━━━ Given entries ━━━

PR #15599, opened 2026-01-28
Add network overrides and build a qemu image

binujp:
###### Merge Checklist  

- [ ] Ready to merge

---

###### Summary 

We have to make sure systemd-networkd is managing all interfaces. Add a package to deliver the override.

Brought in logic to build a vm-image with the current package selection. This is based on Nan Liu's changes which accomplished the same.

###### Change Log  

- Change
- Change
- Change

**YES/NO**

###### Associated issues  

- #xxxx

###### Links to CVEs  

###### Test Methodology

- Pipeline build id: xxxx


base/comps/azurelinux-overrides/azurelinux-overrides.spec
```diff
@@ -0,0 +1,28 @@
+Summary:        Azure Linux systemd network overrides
```
reubeno: If this is really specific to network config, can we please change the name to match? Something like `azurelinux-config-network` or some variant thereof?

You could do something like:

```
/base/comps/azurelinux-config/
    * azurelinux-config-network.spec
    * azurelinux-config-somethingelse.spec
```

Alternatively, if you want to have them in one spec, we could at least start with multiple sub-packages.

The main thinking here is that general overrides packages can quickly become dumping grounds.

base/comps/azurelinux-overrides/azurelinux-overrides.spec
```diff
@@ -0,0 +1,28 @@
...
+Name:           azurelinux-overrides
+Version:        4.0
+Release:        0.1
```
reubeno: Should include the dist tag; and might as well start at `1` like most specs.

base/comps/azurelinux-overrides/azurelinux-overrides.spec
```diff
@@ -0,0 +1,28 @@
...
+
+%install
+install -d %{buildroot}%{_sysconfdir}/systemd/network
+install -m 644 %{_sourcedir}/50-default.network %{buildroot}%{_sysconfdir}/systemd/network/50-default.network
+
+%files
+%config(noreplace) /etc/systemd/network/50-default.network
+
+%changelog
+* Wed Jan 21 2026 Binu Philip <bphilip@microsoft.com> - 4.0-0.1
```
reubeno: Reminder for us to talk about auto-changelog and auto-release later.

base/images/vm-base/vm-base.kiwi
```diff
@@ -114,9 +115,8 @@
         <package name="system-release" />
     </packages>
 
-    <!--
     <users>
-        <user name="root" password="INSERT-PASSWORD-HERE" groups="root" />
+          <user name="root" password="INSERT-PASSWORD-HERE" groups="root" />
```
reubeno: Absolutely no checked in passwords.

scripts/demo-build.sh
```diff
@@ -13,29 +13,78 @@ if [ ! -f azldev.toml ]; then
...
+if [[ "$#" -eq 1 && "$1" == "vm" ]] ; then
+    image_type="vm"
+    sudo rm -rf "$TARGET_DIR"
+fi
+
+echo "Building a '$image_type' image"
+
 # Build azurelinux-rpm-config to generate system macros, etc.
-azldev comp build azurelinux-rpm-config && createrepo_c ./base/out
+azldev comp build azurelinux-rpm-config; createrepo_c ./base/out
```
reubeno: The `&&` was there intentionally; why remove it? Ditto for below.

scripts/demo-build.sh
```diff
@@ -13,29 +13,78 @@ if [ ! -f azldev.toml ]; then
...
+	 --kiwi-file vm-base.kiwi \
+	 system build  \
+	 --description ./base/images/vm-base \
+	 --target-dir "$TARGET_DIR" \
+	 --add-repo="file:///$PWD/base/out,rpm-md,azl,1"
+
+    # boot QEMU VM, C-a x to quit. VM port 22 is forwarded to host:2222
+    echo "Launching azl4 VM, type 'C-a x' to quit."
+    echo "To login as azureuser: ssh -p 2222 azureuser@localhost"
+    sudo qemu-system-x86_64 -enable-kvm -m 2048 -cpu host \
```
reubeno: Booting sounds like it should be a separate script or at least an option. Ultimately a script's not awesome, but you're right -- it gets things to move forward.

reubeno (changes requested):

base/comps/azurelinux-config/azurelinux-config.spec
```diff
@@ -0,0 +1,37 @@
...
+# This is a reverse dependency to make systemd-networkd pull-in this package.
+# It is still experimental. Consider this as a placeholder.
+Supplements:    systemd-networkd
+
+%description systemd-networkd
+Provides systemd-networkd configuration installed at /etc/systemd/network which asks systemd to manage all interfaces on the system.
+
+%install
+install -d %{buildroot}%{_sysconfdir}/systemd/network
+install -m 644 %{_sourcedir}/50-default.network %{buildroot}%{_sysconfdir}/systemd/network/50-default.network
```
reubeno: The Fedora Packaging Guidelines say not to use %{_sourcedir} based paths; see https://docs.fedoraproject.org/en-US/packaging-guidelines/RPM_Source_Dir/

base/comps/azurelinux-config/50-default.network
```diff
@@ -0,0 +1,6 @@
+# We want systemd to manage all interfaces
+[Match]
+Name=*
+
+[Network]
+DHCP=yes
```
reubeno: Saw your comment on the other PR. Totally understand the need for systemd to manage all interfaces. I think my question was more around appropriateness of hard-coding DHCP enablement on all network interfaces by default--or whether there's another way that should be configured by the VM provisioning process / cloud-init.

These also seem like unrelated settings.

base/images/vm-base/vm-base.kiwi
```diff
@@ -86,7 +86,7 @@
         <package name="sudo" />
         <package name="systemd-boot" />
         <package name="systemd-networkd" />
-        <package name="systemd-resolved" />
+	<package name="azurelinux-config-systemd-networkd" />
```
reubeno: Nit: spacing looks odd? Not worried about that for now, but mental note we should probably send these through an auto-formatter for consistency at some pt.

base/images/vm-base/vm-base.kiwi
```diff
@@ -114,9 +114,8 @@
         <package name="system-release" />
     </packages>
 
-    <!--
     <users>
-        <user name="root" password="INSERT-PASSWORD-HERE" groups="root" />
+          <user name="root" password="INSERT-PASSWORD-HERE" groups="root" />
```
reubeno: I still see hard-coded passwords and user accounts here. Shouldn't we be using cloud-init instead on both accounts? If `azldev image boot` doesn't get you what you need, then let's improve it.

base/images/images.toml
```diff
@@ -1,6 +1,6 @@
-# [images.vm-base]
```
reubeno, line 1: Did you rebase against upstream? The comments should all be gone.

scripts/demo-build.sh
```diff
@@ -1,9 +1,14 @@
 #!/bin/bash
-set -euxo pipefail
```
reubeno, line 2: FYI -- Tobias has some conflicting changes to this script; yours look more extensive.

scripts/demo-build.sh
```diff
@@ -13,29 +18,75 @@ if [ ! -f azldev.toml ]; then
...
+    # boot QEMU VM, C-a x to quit. VM port 22 is forwarded to host:2222
+    echo "Launching VM from image 'vm-base', type 'C-a x' to quit."
+    echo "Login as user/pass: 'test/${1}': ssh -p 8888 test@localhost"
+    azldev image boot vm-base --test-password "${1}"
+}
+
+if [[ "$image_type" == "container" ]] ; then
+    build_container_image
+elif [[ "$image_type" == "vm" || "$image_type" == "vm-boot" ]] ; then
+    # You may need this cleanup until azldev is fixed:
```
reubeno: If there's a bug, can you make sure it's filed? What "fixing" is needed?

base/comps/azurelinux-config/50-default.network
binujp: I went with the thought that if we do not enable DHCP on all interfaces there is no way to know which one is available and hence where to pull in an IP to. But doing this via cloud-init makes the whole dhcp discussion a no-op. Let me see if there are recommendations on this before I make that change.

base/images/vm-base/vm-base.kiwi
binujp: I guess my space-tab setting is screwed again.

base/images/vm-base/vm-base.kiwi
binujp: I assumed since this is a hash which will never match it is fine. But I understand your comment about the optics of having any password at all.

base/images/images.toml
binujp: This got lost in the stacked diff I had. I did rebase but the change still got pushed as comments I added!Fixed.

scripts/demo-build.sh
binujp: Ok, I will be on the lookout for that.

scripts/demo-build.sh
binujp: I need to remove that comment. This was from when selinux was enforced and creating a rpm lock file was getting denied. I was trying to defend against it. Not worth it.

base/comps/azurelinux-config/50-default.network
binujp: Cloud init does take care of enabling dhcp on the most probable interface. https://cloudinit.readthedocs.io/en/latest/reference/network-config.html#fallback-network-configuration. I will comment it out and add the reasoning.

base/comps/azurelinux-config/50-default.network
```diff
@@ -0,0 +1,7 @@
+# We want systemd to manage all interfaces
+[Match]
+Name=*
```
ddstreetmicrosoft, line 3: This is definitely wrong, for 2 reasons: 1) we almost certainly don't want to force systemd-networkd configuaration onto all interfaces like this, and 2) this instructs systemd-networkd to take control of all interfaces but not actually start dhcp on them (as it's commented below)

base/comps/azurelinux-config/azurelinux-config.spec
```diff
@@ -0,0 +1,37 @@
...
+Provides AZL specifc configuration overrides via sub-packages. These sub-packages will be pulled in by the relevant owning packages via reverse dependencies.
+
+
+%package systemd-networkd
+Summary:        Azure Linux specific configuration for systemd-networkd.
+Requires:       systemd-networkd
+
+# This is a reverse dependency to make systemd-networkd pull-in this package.
+# It is still experimental. Consider this as a placeholder.
+Supplements:    systemd-networkd
```
ddstreetmicrosoft, line 24: The `systemd-networkd` package shouldn't require or supplement this package

base/comps/azurelinux-config/azurelinux-config.spec
```diff
@@ -0,0 +1,37 @@
...
+
+%description systemd-networkd
+Provides systemd-networkd configuration installed at /etc/systemd/network which asks systemd to manage all interfaces on the system.
+
+%install
+install -d %{buildroot}%{_sysconfdir}/systemd/network
+install -m 644 %{SOURCE1} %{buildroot}%{_sysconfdir}/systemd/network/50-default.network
```
ddstreetmicrosoft, line 31: `/etc` is for users/admins to use; distros should put stuff into `/usr/lib`

base/images/vm-base/vm-base.kiwi
```diff
@@ -114,9 +114,9 @@
         <package name="system-release" />
     </packages>
 
-    <!--
+    <!-- No users added by default, let cloud-init take care of it.
     <users>
-        <user name="root" password="INSERT-PASSWORD-HERE" groups="root" />
+    <user name="root" password="" groups="root" />
```
ddstreetmicrosoft, line 119: I don't know kiwi, but I find it hard to believe this is correct...`root` should be user 0, and this certainly looks like a definition for a regular (non-system) user, which would be quite wrong...are you sure we actually have to define the root user in kiwi config?

base/comps/azurelinux-config/50-default.network
ddstreetmicrosoft: To clarify, `systemd-networkd` will only use *one* `network` file for any specific interface, and this doesn't seem like what we want that network file to look like for any interface

ddstreetmicrosoft:
I split out this PR into what i think are the logical parts (after rebasing to drop some merged bits), [here](https://github.com/ddstreet/azurelinux/commits/network-override/)

to address each logical commit:

[update gitignore](https://github.com/ddstreet/azurelinux/commit/a792eaa72fd5a4003fcf7f4dcc31a5b4bc97ce81)

this is a trivial one, though i'm not sure if it's correct/needed; i think we should drop/ignore it, and later if anyone wants they can open a simple PR to update the .gitignore file with explanation of what should be ignored

[change azurelinux.distro.toml rhel version from 10->11](https://github.com/ddstreet/azurelinux/commit/f8bed49bba89c923a03fd691e7e3c3f58f53e528)

I'm not sure what the reasoning behind this is; I can open a new PR to do this but we should include the reason why

[update kiwi image boot partition size 2g->4g](https://github.com/ddstreet/azurelinux/commit/67758769eb40706ba9107fa0e4ccdfe3beae3de0)

same as above; why are we increasing it? (also, we should probably revisit if we need a boot partition at all, which we probably do not)

[add new azurelinux-config package](https://github.com/ddstreet/azurelinux/commit/c3926cd5cdf09a93bc46601a4f9bd730b56db5d2)

I don't think we need this at all, but this is really the core of what this PR is about. I think for network configuration, we should rely on existing mechanisms which are specific to the deployment; cloud-init for most or all cases.

[update demo-build.sh](https://github.com/ddstreet/azurelinux/commit/72762c1d39957cce517b92c06277ac165af83c5b)

I don't think this file should exist in the repo, but in any case as it says, "Please think ~~twice~~ thrice before you consider adding anything to it." So I think we should drop this commit.

base/comps/azurelinux-config/50-default.network
binujp: Here is the thought behind above. We keep this configuration as generic as possible to let any kind of NIC be managed by systemd-networkd. If the environment is special and one or more NICs need to be managed by something else, it up to the administrator to exclude that interface specifically. Given that we are choosing for azure vm and baremetal instances, this seemed like a safe choice.

We assume that all VMs are brought up by cloud-init. That takes care of enabling dhcp on the most viable interface. In a mult-nic machine we want only one interface to get an address to make it accessible. The rest of the setup can proceed in whatever the user chooses.

What were your thoughts on alternatives to this? This is by no means etched in stone.

base/comps/azurelinux-config/azurelinux-config.spec
binujp: I am not married to this approach. Question is, do we install azl configs irrespective of what settings they are overriding? If yes, then all we care about is delivering configuration as we want. If not, we have to make sure whichever component this override is applied to is installed.

base/comps/azurelinux-config/azurelinux-config.spec
binujp: I am all for it.

base/images/vm-base/vm-base.kiwi
binujp: We do not have to. This was the result of monkey-see-monkey-do approach with the confidence that we are not in production. I thought the root user had gone away. We can drop this. Cloud-init will take care of setting up users and privileges.

christopherco:
> [update kiwi image boot partition size 2g->4g](https://github.com/ddstreet/azurelinux/commit/67758769eb40706ba9107fa0e4ccdfe3beae3de0)
> 
> same as above; why are we increasing it? (also, we should probably revisit if we need a boot partition at all, which we probably do not)

Wouldn't we need a /boot partition for disk encryption scenarios (say through Azure Disk Encryption VM Extension)? I think that's the primary situation I could see needing a /boot partition.

ddstreet:
> > [update kiwi image boot partition size 2g->4g](https://github.com/ddstreet/azurelinux/commit/67758769eb40706ba9107fa0e4ccdfe3beae3de0)
> > same as above; why are we increasing it? (also, we should probably revisit if we need a boot partition at all, which we probably do not)
> 
> Wouldn't we need a /boot partition for disk encryption scenarios (say through Azure Disk Encryption VM Extension)? I think that's the primary situation I could see needing a /boot partition.

For ADE and Confidential Computing encryption, you're right that it would need a separate unencrypted partition for the bootloader and kernel/UKI. For CC, I believe that's the UEFI system partition, but for ADE it seems like it would be the /boot partiton. It does look like [ADE is being deprecated by 2028](https://learn.microsoft.com/en-us/azure/virtual-machines/disk-encryption-overview) though, in favor of host-side encryption, which I think does the decryption before the VM boots (and so no separate /boot would be needed).

I still think that, where possible, it would be good to remove the separate /boot partition.

ddstreetmicrosoft:
I'm closing this PR as we do not want to provide pre-existing systemd-networkd config files; network config should instead be accomplished using cloud-init (or other user-controlled mechanism, e.g. install iso might prompt user).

━━━

**Assignment**
Each line above that has the word "accomplished" must be copied.

**Solution for this task**
Brought in logic to build a vm-image with the current package selection. This is based on Nan Liu's changes which accomplished the same.
I'm closing this PR as we do not want to provide pre-existing systemd-networkd config files; network config should instead be accomplished using cloud-init (or other user-controlled mechanism, e.g. install iso might prompt user).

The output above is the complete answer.